Issue #3369, opened 2016-07-01
TypeError in iter_slices() when slice_length=None


nateprewitt:
An unintended side effect of using `chunk_size=None` (as referenced in PR #3368) is a failure in `iter_slices()`. The two code snippets below will both trigger [`reused_chunks` being chosen](https://github.com/kennethreitz/requests/blob/master/requests/models.py#L695) as the return value of `iter_content`. The generator is produced by `iter_slices` which currently requires the chunk_size to be an integer, otherwise it raises a TypeError when [trying to add an int and NoneType](https://github.com/kennethreitz/requests/blob/master/requests/utils.py#L388).

Perhaps these are obscure enough edge cases, that it's not an issue. I just wanted to make a quick note of it.

#### Examples ####
```
def test_stream():
    s = requests.Session()
    req = requests.Request('GET', 'https://httpbin.org/get').prepare()
    resp = s.send(req, stream=False)
    next(resp.iter_content(None))

def test_decode():
    r = requests.Response()
    r.raw = io.BytesIO(b'the content')
    all_content = r.content
    decoded_chunk = next(r.iter_content(None, True))
```

Lukasa:
Why does `iter_slices` with `slice_length = None` not trigger a `TypeError`?

nateprewitt:
Sorry, I'm not sure I understand the question. I'm currently seeing the following error returned with both python2.7 and python3.5.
++++++++
◆ Work order:
Where the word "next" appears in a line of the entries above, count that line; give only the number.

◆ Result of the exercise:
2